Add Pi (earendil-works) as the sixth searchable backend#28
Open
tony wants to merge 7 commits into
Open
Conversation
why: Adding earendil-works/pi (issue #25) as a searchable backend starts with teaching every agent-name surface that "pi" exists. This commit is inert on its own — pi is a recognized agent with no stores yet, so discovery and parsing are never reached — which keeps the literal change isolated from the catalog/discovery/parser layers that follow. what: - Add "pi" to the AgentName literal in stores.py, __init__.py, and mcp/_library.py, plus the AgentSelector literal and AGENT_CHOICES. - Add "pi" to the five MCP model agent literals and the query registry's agent enum_values (and its docstring values line). - Mention Pi in the MCP server-instruction header and trigger scope. - Add "pi" to the package description and keywords.

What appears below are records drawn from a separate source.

PR #419, opened 2018-07-05
Support encoding with fastavro, fix minor doc bug

marcintustin:
This PR adds the ability to encode with fastavro, if it is available. Also, fixes a minor misprecision in the docstring for `encode_record_with_schema_id`.

### DIFF
--- a/confluent_kafka/avro/serializer/message_serializer.py
+++ b/confluent_kafka/avro/serializer/message_serializer.py
@@ -108,7 +108,8 @@ class MessageSerializer(object):
             raise serialize_err(message)
 
         # cache writer
-        self.id_to_writers[schema_id] = self.make_datum_writer(schema)
+        if id not in self.id_to_writers:
+            self.id_to_writers[schema_id] = self.make_datum_writer(schema)
 
         return self.encode_record_with_schema_id(schema_id, record, is_key=is_key)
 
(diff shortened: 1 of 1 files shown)


marcintustin:
[clabot:check]

marcintustin:
The failure here appears to be with one of the workers timing out. I can't force a re-run, I'm afraid.

rnpridgeon:
Thanks @marcintustin! I'll take a look tomorrow, in the meantime I have forced a restart of the failed worker.

confluent_kafka/avro/serializer/message_serializer.py
```diff
@@ -101,34 +108,35 @@ def encode_record_with_schema(self, topic, schema, record, is_key=False):
...
-        # use slow avro
         if schema_id not in self.id_to_writers:
             # get the writer + schema
-
             try:
                 schema = self.registry_client.get_by_id(schema_id)
                 if not schema:
                     raise serialize_err("Schema does not exist")
-                self.id_to_writers[schema_id] = avro.io.DatumWriter(schema)
+                self.id_to_writers[schema_id] = self.make_datum_writer(schema)
```
rnpridgeon: I would move this logic back into `_encode_record_with_schema_id` and eliminate the redundant `_slow_encode_record_with_schema_id` and `_fast_encode_record_with_schema_id` methods. If we provide the same interface for both writers there is no longer a need to maintain two code paths which is a bit more DRY.

rnpridgeon:
Thanks for the contribution @marcintustin , I went ahead and made the requested changes in #492 to try and get this in for the 1.0 release which enters code freeze at EOD.

PR #420, opened 2018-07-06
Update README to add another Install option with SASL Kerberos/GSSAPI…

danbcd:
This is an improvement of the Install section from README.md to inform user that if they want SASL Kerberos/GSSAPI support, they also have the option to Install from source from PyPi and not only to build confluent-kafka from source. I have discussed this with @edenhill.

### DIFF
--- a/README.md
+++ b/README.md
@@ -195,7 +195,8 @@ Install
 **NOTE:** The pre-built Linux wheels do NOT contain SASL Kerberos/GSSAPI support.
           If you need SASL Kerberos/GSSAPI support you must install librdkafka and
           its dependencies using the repositories below and then build
-          confluent-kafka from source.
+          confluent-kafka from source or use the command in the "Install from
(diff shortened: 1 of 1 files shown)


README.md
```diff
@@ -195,7 +195,8 @@ Install
 **NOTE:** The pre-built Linux wheels do NOT contain SASL Kerberos/GSSAPI support.
           If you need SASL Kerberos/GSSAPI support you must install librdkafka and
           its dependencies using the repositories below and then build
-          confluent-kafka from source.
+          confluent-kafka from source or use the command in the "Install from
```
edenhill: > then build confluent-kafka from source using the command in the "Install .....

rnpridgeon:
Thanks for this. I went ahead and opened a new PR since the CLA has yet to be signed and this appears to have stagnated.

rnpridgeon:
#439

PR #426, opened 2018-07-19
Update packaging and bump RC

rnpridgeon:


tools/RELEASE.md
```diff
@@ -5,8 +5,8 @@ when no more blocking issues needs to be fixed a final tag is created
 and the final release is rolled.
 
 confluent-kafka-python uses semver versioning and loosely follows
-librdkafka's version, e.g. v0.11.4 for the final release and
-v0.11.4rc3 for the 3rd v0.11.4 release candidate.
+librdkafka's version, e.g. v0.11.5 for the final release and
```
edenhill: no need to update this, these are just examples.

docs/conf.py
```diff
@@ -57,7 +57,7 @@
 # The short X.Y version.
 version = '0.11.5'
 # The full version, including alpha/beta/rc tags.
-release = '0.11.5'
+release = '0.11.5rc6'
```
edenhill: this one and setup.py are on rc6 while version() returns v0.11.5. Is this intentional? (if so; fine)

tools/RELEASE.md
rnpridgeon: is there any problem with doing so?

docs/conf.py
rnpridgeon: right so we had a bit of back and forth about include or don't include. Since the comment specifically mentions the tags I decided to keep the RC designation

PR #427, opened 2018-07-20
Feature/explicit read

martintaraz:
Modifications on the python source code for working with an explicit given read schemata for decoding avro messages
for tesing purposes, the integration where ran against a docker kafka build

### DIFF
--- a/.travis.yml
+++ b/.travis.yml
@@ -39,6 +39,13 @@ script:
  - if [[ -n $TRAVIS_TAG && -n $CIBW_BEFORE_BUILD ]]; then cibuildwheel --output-dir wheelhouse ; ls -la wheelhouse/ ; fi
  - if [[ -n $TRAVIS_TAG && $TRAVIS_OS_NAME == linux && -n $CIBW_BEFORE_BUILD ]]; then tools/test-manylinux.sh ; fi
 
+before_install:
+ - docker pull landoop/fast-data-dev
+ - docker run -d\
+  -p 2181:2181 -p 3030:3030 -p 8081:8081 \
+  -p 8082:8082 -p 8083:8083 -p 9092:9092 \
+  -e ADV_HOST=127.0.0.1 \
+  landoop/fast-data-dev
 
 deploy:
  provider: s3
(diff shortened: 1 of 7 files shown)


.travis.yml
```diff
@@ -5,34 +5,17 @@ matrix:
     language: python
     dist: trusty
     python: "2.7"
-    env: LD_LIBRARY_PATH="$PWD/tmp-build/lib" LIBRDKAFKA_VERSION=v0.11.5
-  # Source package verification with Python 3.6 and librdkafka v0.11.5
+    services: docker
```
rnpridgeon: All changes to .travis.yml should be removed from this commit

examples/integration_test.py
```diff
@@ -21,7 +21,6 @@
 """ Test script for confluent_kafka module """
 
 import confluent_kafka
-from confluent_kafka import admin
```
rnpridgeon: Please remove any integration test changes not related to the pull request itself. This helps to keep the commit history clean. If you wish to submit a PR which cleans up formatting, white space and imports I'd be happy to review and merge however :)

fkaufer:
> I have to ask though what is the use case for setting the reader schema here. On the surface this seems like a way to handle forward-compatible changes. If that is the case allowing the Schema Registry enforce compatibility constraints seems like a more robust solution for this situation.

@rnpridgeon No, it's about actually taking advantage of Avro's back-/forward compatibility features for which you need to be able to separate writer and reader schema. Before the change, the reader schema was (implicitly) hard-coded to the writer schema (of the respective message), now the consumer can pin a reader schema with the fastavro deserializer doing back or forward schema migration to the reader schema. The Schema Registry only enforces that the sequence of published Avro schemas for a certain topic complies with back-/forward compatibility constraints.

fkaufer:
> @fkaufer you are absolutely correct, I had only considered the ability to parse the message. Sorry about that. Other than the .travis.yml changes it LGTM. If you could back those out it would be greatly appreciated.
Reverted the .travis.yml and other non-related changes in https://github.com/confluentinc/confluent-kafka-python/pull/469

rnpridgeon:
Fixed with #470

PR #434, opened 2018-08-10
Safely release resources in Handle_clear

coldeasy:
During tests we create and destroy instances of `Consumer` and `Producer` on every test case. We noticed segfaults and memory corruption (the `logger` pointer was referring to other random objects).

This seems to be due to the case where both `tp_clear` and `tp_dealloc` are called on the handle, resulting in a double release of `error_cb`, `stats_cb` and `logger`. I've tested this locally and have not encountered the segfaults/memory corruption since.

### DIFF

why: The catalogue is agentgrep's single source of truth for where agent data lives and what shape it takes. pi gets one searchable store (its JSONL session transcripts) plus documentary descriptors for every other on-disk artifact it can create, so the catalogue stays a complete inventory even for data agentgrep never searches. what: - Add _PI_OBSERVED_AT and the _PI_STORES tuple: pi.sessions (PRIMARY_CHAT, searched, two discovery specs for the default nested layout and the flat PI_CODING_AGENT_SESSION_DIR override) plus nine documentary rows (settings, auth [PRIVATE credentials], models, themes, tools, bin, prompts, debug_log, extensions_npm). - Splice _PI_STORES into CATALOG, bump catalog_version to 10, and advance captured_at to the pi observation date. - Register pi.sessions_jsonl.v1 in the MCP KNOWN_ADAPTERS tuple. - Add "pi" to the test-side KNOWN_AGENTS so the catalogue invariants cover the new rows.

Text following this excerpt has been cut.